Hi,
I am thinking about a passway analysis using HUMAnN3. Would it be possible to get an intermediate file that tells us what and how many gene families are involved in each path of a pathway? It will be like an abundance table of gene families for each path.
Hello, There is a tool in the HUMAnN package named “humann_unpack_pathways”. If you run this tool it will generate a file of pathways stratified by the genes that are included in each.
Thanks!
Lauren
Thank you, Laren! It helps a lot. May I ask some follow-up questions?
- I am not sure if I understand how to get the pathway abundances from the gene abundances.
Here is an example. The following table is what I got for PWY-4203 from humann_unpack_pathways with a provided demo file.
PWY-4203: volatile benzenoid biosynthesis I (ester formation) 22.7546997826
PWY-4203 unclassified 22.7546997826
PWY-4203 unclassified UniRef90_O64988 14.1999417238
PWY-4203 unclassified UniRef90_Q8GT21 21.6993097732
PWY-4203 unclassified UniRef90_Q9SPV4 14.3476630042
PWY-4203 unclassified UniRef90_Q6XMI3 19.8996848181
From the file “metacyc_pathways”, I found that the pathway is associated with RXN-6724, RXN-6723, RXN-6722, and RXN-6762.
And, another file “metacyc_reactions_level4ec_only.uniref” tells me the reaction-gene family connections:
RXN-6724 and UniRef90_Q8GT21;
RXN-6723 and UniRef90_Q6XMI3, UniRef90_Q9SPV4;
RXN-6722 and UniRef90_Q6XMI3;
RXN-6762 and UniRef90_O64988.
So, the abundances of each reaction are [21.6993097732, 19.8996848181+14.3476630042, 19.8996848181, 14.1999417238]
The number of complete copies should be 14.1999417238, which is supposed to be the abundance of PWY-4203. However, it does not match the result on the table. What am I doing wrong?
-
The tutorial says pathways with zero abundance are not included in the file.

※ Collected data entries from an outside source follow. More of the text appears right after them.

PR #117, opened 2026-08-30
[Fix] Publish ring payload readiness with system release

### LINKED ISSUE #99: [Core Refactor] Task-ring publication lacks a valid GPU-to-CPU synchronization edge
## Summary

The native task ring does not establish a valid CUDA happens-before relationship when publishing GPU-written entries to the CPU.

Its publication sequence is:

```text
write payload and task metadata
-> __threadfence()
-> volatile ready_seq store
```

The CPU polls `ready_seq` with an acquire load. However, `__threadfence()` has device scope and the volatile store is not a system-scope release. The CPU acquire therefore has no matching release operation. Observing `ready_seq` does not formally guarantee that the associated metadata and payload are ready; PCIe ordering cannot replace the required CUDA memory-model edge.

## Why not publish every entry with release/acquire?

Replacing every publication with a GPU system-scope release and CPU acquire would provide the ordering, but a direct RTX 4090 prototype measured:

```text
current publication:       2.393 us
system release/acquire:    3.295 us
difference:               +0.902 us (+37.7%)
```

A single-counter `D2D + publish` benchmark found approximately:

| Payload | Overhead |
|---:|---:|
| 4-64 KiB | ~70% |
| 1 MiB | ~51% |
| 16 MiB | ~11% |
| 64 MiB | ~0.5% |

In Qwen3-0.6B vLLM workloads, per-entry system publication increased complete generation time by approximately 0.6-0.8% with `hidden-states` (28 publications per forward) and 6.7-9.8% with `vllm-full` (341 publications per forward).

## Proposed direction

All currently supported hooks have CPU-known payload sizes and execution order. For this path, keep metadata in a CPU FIFO and use:

- the existing GPU payload ring;
- a GPU-local produced-entry counter; and
- one CPU/GPU-shared monotonic `published_head`.

Publish `published_head` with a system-scope release every fixed `K` hooks and at every forward boundary. The CPU observes it with an acquire load and only then submits the corresponding D2H to the drain stream.

This replaces per-entry managed publication and polling with one release per batch and one polled cache line. It does not reduce payload D2D or D2H traffic, and it delays CPU visibility until a batch boundary. Publishing at every forward boundary ensures that a partial batch cannot remain hidden.

The required ordering chain is:

```text
Stream-A payload writes and writer join
-> GPU system release
-> CPU acquire
-> CPU submits Stream-B D2H
-> Stream-B reads the payload
```

The same CPU thread must acquire the published value before enqueueing the D2H; the mechanism cannot order a copy that was already enqueued. The counter must be a naturally aligned system-scope atomic in managed memory on a device with `concurrentManagedAccess == 1`. Publication must join every payload writer, and ring storage cannot be reused until its D2H completes.

### GPU-resolved payload sizes

Hooks whose identity and order are CPU-known but whose actual payload size is resolved on the GPU--for example, an EP per-expert output whose row count depends on GPU routing--can use an optional managed ring with one `uint64_t` size slot per outstanding dynamic entry. The CPU FIFO carries a reservation upper bound and the corresponding slot identity.

In eager execution, a hook that is dynamic only relative to pre-forward planning can instead enqueue the exact size just in time when it is available to the CPU at hook invocation. The managed size ring is only needed when the size remains GPU-resolved at publication time.

The GPU writes the actual size before the next batched release of `published_head`; the same release/acquire edge then publishes both payload and size, so the size slot needs no separate synchronization. Capacity uses the reservation upper bound, requires `actual_size <= reserved_size`, and prevents slot reuse until CPU consumption. Dynamic hook identity, count, and execution order remain out of scope.

## References

- [CUDA C++ memory model and system-scope atomicity](https://docs.nvidia.com/cuda/cuda-programming-guide/05-appendices/cuda-cpp-memory-model.html)
- [PTX release and acquire patterns](https://docs.nvidia.com/cuda/parallel-thread-execution/#release-and-acquire-patterns)
- [PTX memory and CUDA API synchronization](https://docs.nvidia.com/cuda/parallel-thread-execution/#memory-synchronization)

XbzOnGit:
Closes #99.

## Summary

Payload producers run on the framework CUDA stream, while the CPU drain thread enqueues D2H copies on an independent stream. The old protocol wrote several fields in CPU-preferred managed memory and then published a volatile ready marker after a device-scope fence.  
This left two ordering problems:
- CPU could observe readiness without a consistent metadata entry.
- Observation did not establish system-scope ordering between preceding GPU payload writes and the later cross-stream D2H copy.

This change replaces each metadata entry with one packed 64-bit publication word. Bit 63 is readiness and the remaining bits hold the actual tensor size. The actual size must still come from the GPU because dynamic producers, including EP hooks, may not know it on the CPU.

The last participating GPU block publishes the word with a system-scope release store after the existing writer-completion join. The CPU polls it with an acquire load and only then submits the D2H copy. The resulting chain is:

```text
GPU payload writes
-> writer-completion join
-> system release publication
-> CPU acquire observation
-> D2H submission on the drain stream
```

- Publishing the ready bit and actual tensor size in one atomic word prevents the CPU from observing readiness with inconsistent size metadata.
- The system-scope release/acquire handshake orders the GPU payload writes before the CPU submits D2H on the drain stream, establishing the required cross-stream ordering.

Offsets and wrap spans are reconstructed from CPU-authoritative ring state, so they no longer generate managed-memory publication traffic. No extra thread fence is needed in the publication helper: the release store itself orders the preceding payload work. Skipped hooks do not publish a slot, and public configuration, payload layout, schemas, and consumer output remain unchanged.

## Regression coverage

- Packed publication encoding, acquire polling, clearing, slot reuse, wraparound, dynamic-size producers, timed flushes, and multi-GPU worker binding.
- Independent vLLM reference capture comparing tensor inventory, dtype, shape, offsets, and payload bytes.
- Same-execution stress coverage to exclude differences from dynamic batching between separate runs.

## Validation

- Native ring suite: 508 distinct assertions passed with zero failures.
- Qwen3-0.6B, one GPU, 1 MiB rings: 54,566/54,566 checks passed; all 54,560 transported tensors were bitwise exact, and logprobs were bitwise exact for 8/8 prompts.
- Twenty sequential same-execution vLLM runs: 480,000/480,000 tensor comparisons passed.
- The final `sm_89` binary contains the expected system fence and system-scope publication store; the CPU acquire path was also inspected.

## Performance

Overhead relative to the corresponding no-DMI vLLM baseline:

| Hook selection | Before fix | After fix |
|---|---:|---:|
| Hidden states (`resid_pre`) | +5.03% | +1.99% |
| Complete `vllm-full` selection | +12.67% | +13.27% |

Setup: Qwen3-8B FP16, TP=2 on two RTX 4090 GPUs, vLLM CUDA graphs, Python 3.12.14, PyTorch 2.13.0+cu129, CUDA 12.9, and vLLM 0.27.1. Both implementations were clean-built with the same toolchain; initialization, graph capture, and terminal draining were outside the timed region.


native/csrc/ring/task_ring.cuh
```diff
@@ -56,93 +56,34 @@ inline uint64_t task_free_slots(
...
-    __threadfence();
-    *reinterpret_cast<volatile uint64_t*>(&entries[idx].ready_seq) =
-        READY_SEQ_SENTINEL;
+    const uint64_t idx = seq_no % capacity;
+    cuda::atomic_ref<uint64_t, cuda::thread_scope_system> ready(
+        slots[idx]);
+    // No separate __threadfence(): the system-scope release store orders all
+    // preceding payload writes before the CPU can acquire this publication.
+    ready.store(PUBLICATION_READY | actual_bytes,
+                cuda::memory_order_release);
```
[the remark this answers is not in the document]
XbzOnGit: This is intentionally encoded at the device publication site because encode_publication() is currently a host-side shared C++ helper; calling it here would require adding CUDA execution annotations. The packed-size constraint is unchanged because the helper performs the same OR without additional validation. We’ll keep the direct expression to avoid expanding the CUDA-facing interface.

zaoxing: **Cross-block payload visibility bug: the removed `__threadfence()` is still needed (or the arrival counter must become acq_rel).**

The comment here isn't quite right: a release store only orders writes that *happen-before it in this thread's view*. The publishing block's own payload writes are covered, but other blocks' payload stores reach the publishing block only through the last-block arrival counter — and that's a **relaxed** `atomicAdd` (producer.cu:125), which creates no happens-before edge on the reader side.

The old code was correct precisely because of the pairing that this PR deletes:

- each block: payload stores → `__threadfence()` → `atomicAdd(counter)` (producer.cu:184)
- last block: reads counter → `__threadfence()` (deleted here) → publish `ready_seq`

The fence-fence synchronization is what made every block's payload writes visible before publication. With it gone, for any launch with `n_blocks > 1` (any tensor above TIER0), block A's `uint4` payload stores may not yet be system-visible when block B release-stores `READY | actual_bytes`. `DrainThread::scan_ready` acquires the word and D2H-copies the payload region → silently corrupted tensor bytes delivered to the record sink.

Fix options:
1. Make the arrival counter a `cuda::atomic_ref<..., thread_scope_device>` `fetch_add` with `memory_order_acq_rel` (the acquire on the last block's read then brings all fenced writes into its view, and the release store's cumulativity publishes them), or
2. Reinstate a fence (`cuda::atomic_thread_fence(cuda::memory_order_acquire, cuda::thread_scope_device)` or `__threadfence()`) between the counter read and the release store.

Either way, the now-inaccurate comments at producer.cu:128 and producer.cu:137-139 should be updated to describe the actual synchronization chain.

---

native/csrc/ring/drain_thread.cpp
```diff
@@ -497,16 +510,17 @@ void DrainThread::scan_ready() {
...
     while (true) {
         if (pending_entries_ >= task_cap) break;
-        if (!task_cpu_ready(ring_.task_entries, task_cap, visible_head_)) break;
-
         const uint64_t idx = visible_head_ % task_cap;
-        TaskEntry ec = ring_.task_entries[idx];
+        uint64_t publication = 0;
+        if (!publication_try_acquire(
+                &ring_.publication_slots[idx], publication)) break;
+        const uint64_t actual_bytes = publication_size(publication);
```
zaoxing, line 517: **Dropping the per-slot sequence check turns a task-ring overrun from a detectable stall into silent payload corruption.**

The old `task_cpu_ready` accepted a slot only when its `ready_seq` equaled the exact sequence the drain expected, so a slot republished a lap early (capacity-check race, a second producer stream, or producer/drain counter desync after an error) read as *not ready* — the pipeline stalled visibly, and the sequence match in `account_record_task` stayed sound.

`publication_try_acquire` now accepts **any** word with `PUBLICATION_READY` set and attributes it to `visible_head_`. Under an overrun, that delivers the wrong `actual_bytes` under the wrong sequence, desynchronizing `pending_bytes_` / `cpu_payload_tail_` and mis-slicing the staging bytes of every subsequent task, with no error raised.

The 64-bit word has room to keep this defense at the same cost: `actual_bytes` needs nowhere near 63 bits, so a few high bits below `PUBLICATION_READY` could carry `seq_no % 2^k` (producer writes `READY | (seq << SIZE_BITS) | actual`, consumer checks the tag against `visible_head_` and treats a mismatch as a hard error or not-ready). Even a 1-bit lap parity would catch the common one-lap overrun.

---

zaoxing (commented):
Deep review of the publication-word rework. The span-reconstruction equivalence, scan/flush/clear ordering (`pending_entries_ >= task_cap` guard), zero-byte publication handling, and the `TaskEntry` removal all check out. Two correctness concerns worth addressing before merge, posted inline:

1. **task_ring.cuh — cross-block visibility**: the deleted `__threadfence()` was the acquire half of the fence/fence pairing with each block's pre-`atomicAdd` fence; the system-scope release store alone doesn't publish *other* blocks' payload writes, so multi-block producers can publish before the payload is visible (silent corruption).
2. **drain_thread.cpp — overrun detection lost**: accepting any READY word (vs. the old exact `ready_seq` match) converts a ring overrun from a visible stall into silent mis-sliced payloads; a few sequence-tag bits in the publication word would restore it.

Minor (no inline comment): the publication-word decode helpers are now hand-rolled in four places (drain_thread.cpp anonymous namespace, test_rings.cu, test_producer.cu, and the inlined encode in task_publish) — worth consolidating the CPU-side acquire/size/clear helpers into publication_word.h next to `encode_publication`, especially if sequence bits get added per point 2.

---

native/csrc/ring/task_ring.cuh
XbzOnGit: Fixed in f022947. The last block now executes a device-scope acquire fence after the completion atomicAdd and before the system-scope release publication. This pairs with every block’s pre-arrival __threadfence(), establishing:

payload writes → block fence → completion atomicAdd → last-block acquire fence → system release publication

The related comments were updated accordingly.

native/csrc/ring/publication_word.h
```diff
@@ -0,0 +1,16 @@
...
+#include <cstdint>
+
+namespace ring {
+
+static constexpr uint64_t PUBLICATION_READY = uint64_t{1} << 63;
+static constexpr uint64_t PUBLICATION_SIZE_MASK = PUBLICATION_READY - 1;
+
+constexpr uint64_t encode_publication(uint64_t actual_bytes) {
+    return PUBLICATION_READY | actual_bytes;
+}
```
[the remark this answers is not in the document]
XbzOnGit: Masking would not change the encoded value: READY | actual_bytes is identical to READY | (actual_bytes & SIZE_MASK) because READY already forces bit 63. If size validation is needed, it should reject an out-of-range value rather than silently truncate it. In practice, actual_bytes is bounded by the ring capacity and cannot approach 2^63.

native/csrc/ring/drain_thread.cpp
XbzOnGit: Thanks—the old `ready_seq` check was useful defensive detection: if a physical slot contained a later ring generation, the CPU treated it as not ready instead of silently consuming the wrong size and payload span. It detected the mismatch as a stall, but did not recover or propagate an explicit error.

The current protocol relies on five invariants:

1. CPU outstanding reservations never exceed task-ring capacity.
2. The CPU reclaims capacity only after acquiring and clearing the corresponding publication slot.
3. Every CPU reservation maps to one and only one GPU publication.
4. CPU accounting and GPU publications preserve reservation order, with producers executing on one CUDA stream.
5. CPU and GPU start from matching logical sequence state, advance once per task, and use the same `sequence % task_capacity` slot mapping.

Under these assumptions, two live tasks cannot reach the same slot without exceeding capacity. Assumptions 1, 2, and 5 are simple localized ring accounting/indexing; assumption 4 is stable once CPU accounting order matches the single GPU stream. Assumption 3 is the most fragile because it crosses hook estimation, conditional/dynamic hooks, Python integration, and GPU execution.

This should become more stable when vLLM and Hugging Face use `HookPointV1`. Eager execution can reserve and account each output just in time immediately before producer dispatch, giving identical CPU/GPU order as long as the producer publishes exactly once. For CUDA graphs, hook order and count are learned during capture and replayed from a fixed recorded schedule; a changed schedule must trigger recapture.

There are two complementary detection options:

1. **Per-slot generation tag:** pack `READY | generation | actual_size`, with `generation = sequence / task_capacity`. A `1/16/47` layout detects the first wrong ring generation without extra managed-memory traffic and still supports tensors below 128 TiB. It adds per-publication encoding/checking and the generation tag eventually wraps.

2. **Coarse cumulative audit:** compare GPU-authoritative tensor/byte totals with CPU totals at a synchronized forward, iteration, or every-N-forwards boundary. Existing `task_head` and `actual_bytes_counter` can provide the GPU view. This directly audits assumption 3, the most fragile invariant, without changing the publication format and amortizes communication. Its limitations are delayed detection, the need for a common frontier, and possible compensating errors that preserve aggregate totals.

The two can be combined: generation tags check slot identity immediately, while cumulative counters audit end-to-end count and byte accounting.

I propose handling this in a separate PR because useful detection requires complete fail-stop behavior and error propagation, not only a tag or counters. On mismatch, the drain must stop consuming/clearing slots and submitting D2H, latch the first error, wake waiters, propagate native non-zero/error status through bindings as an exception, and make the integration disable DMI or fail explicitly. That PR should include fault injection for both detection and propagation.

native/csrc/ring/producer.cu
```diff
@@ -119,34 +119,28 @@ __device__ inline void publish_last_block_arrives(
     uint64_t       task_head,
     uint64_t       payload_head,
     uint64_t       alloc_bytes,
-    const TwoSpan& spans,
     uint64_t       actual_total)
 {
     if (threadIdx.x != 0) return;
     uint32_t finished = atomicAdd(&g_block_done_counter, 1);
```
Samfisheryu, line 146: **Blocker: the completion counter still does not formally join payload writes from non-thread-0 workers.** Each writer executes `__threadfence()` before `__syncthreads()`, but only thread 0 performs this relaxed `atomicAdd`. CUDA fence-fence synchronization requires the release fence to be sequenced-before the counter atomic on the same thread; the block barrier does not turn another worker’s fence into that edge. Therefore the last-block acquire does not formally import every worker’s payload writes before READY is published. This passed 3×4090 stress (6,000 × 40 MiB), but hardware observation does not close the missing happens-before edge.

The minimal fix is to add a device-scope release fence here, after the callers’ `__syncthreads()` and before this relaxed `atomicAdd`, while retaining the last-block acquire and system release publication:

```cpp
if (threadIdx.x != 0) return;
cuda::atomic_thread_fence(cuda::memory_order_release,
                          cuda::thread_scope_device);
uint32_t finished = atomicAdd(&g_block_done_counter, 1);
```

Alternatively, use a device-scope acquire/release RMW for the arrival join.

native/csrc/ring/task_ring.cuh
XbzOnGit: Correction to my earlier reply: f022947 alone was incomplete because the worker-thread fences were not sequenced before thread 0’s relaxed arrival RMW. 85fcdfa completes the join by adding a device-scope release fence in thread 0 after the block-wide barrier and before atomicAdd, while retaining the last block’s device-scope acquire fence before system-release publication. The counter reset is now atomic, and the required single-producer-stream assumption is documented.

native/csrc/ring/producer.cu
XbzOnGit: Fixed in 85fcdfa as suggested. After every caller’s block-wide __syncthreads(), thread 0 executes a device-scope release fence before the relaxed completion atomicAdd. The last block then executes the device-scope acquire fence before system-scope release publication. This joins all workers’ payload writes into the publishing thread. The shared counter reset was also changed to atomicExch.

XbzOnGit:
## Implementation updates
The current head is 8776f14. 85fcdfa completes the block-to-block publication join, a497117 fixes padded transport accounting and wrap offsets, and 8776f14 documents the resulting size/release/reclaim contract. The native suite passes 621 assertions and CI is green.

For the generation/overrun detection proposal, my proposal is to defer it to a follow-up with fail-stop handling and error propagation. See that conversation for details.

## Benchmark
I also reran the TP=2 performance benchmark at the current head (`8776f14`) because `85fcdfa` and `a497117` affect the critical path.

Setup: Qwen3-8B FP16, TP=2 on two RTX 4090 GPUs, vLLM CUDA graphs, 8 prompts × 64 output tokens, two fresh processes per mode, 2 warmups and 5 measured iterations. The ring remained below the flush threshold, so no D2H occurred inside the measured region.

| Mode | Mean latency | Throughput | Overhead |
|---|---:|---:|---:|
| Baseline | 0.731423 s | 700.01 tok/s | — |
| Hidden states (`resid_pre`) | 0.740762 s | 691.18 tok/s | **+1.28%** |

The previously reported packed-publication implementation measured +1.99% overhead against its corresponding baseline. Given normal run-to-run variation, the updated result shows no measurable performance regression from the subsequent correctness fixes.

Samfisheryu (approved):
Reviewed the latest fixes. No remaining blockers under DMI's supported single-producer-stream contract.

zaoxing (approved):
LGTM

Does that mean, if any of the RXNs in a pathway has zero abundance, the pathway won’t be included ? I guess that is why only a very small number of gene families are detected in the pathway table.
-
I believe the abundance tables are based on the comparisons between reads and representative genes of each family. Do the tables reflect any exceptional cases like comparisons with non-representative genes? I was curious because I found that A0A174PVG2 (given as UniRef90_A0A174PVG2 in the demo gene family abundance table) is not actually a gene family but an element of the gene family, UniRef90_A0A5P3AUM1, according to the UniRef server online (UniRef - Cluster: Uncharacterized protein (90%)).